- **What is needed**: What you produce should be every line from the data that includes "missing".

- **Dataset excerpts**:
PR #2742, opened 2025-04-07
Implement conflict resolution

### LINKED ISSUE #2739: Eliminate missing data due to poor KV conflict resolution
### Problem

If I'm not mistaken, it is still possible for two simultaneous KV updates to happen and for both of them to "go through" but only one of them to be applied, leading to missing data, as conflict check appears to only check that the hight is current:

- **Task answer**:
### LINKED ISSUE #2739: Eliminate missing data due to poor KV conflict resolution
If I'm not mistaken, it is still possible for two simultaneous KV updates to happen and for both of them to "go through" but only one of them to be applied, leading to missing data, as conflict check appears to only check that the hight is current:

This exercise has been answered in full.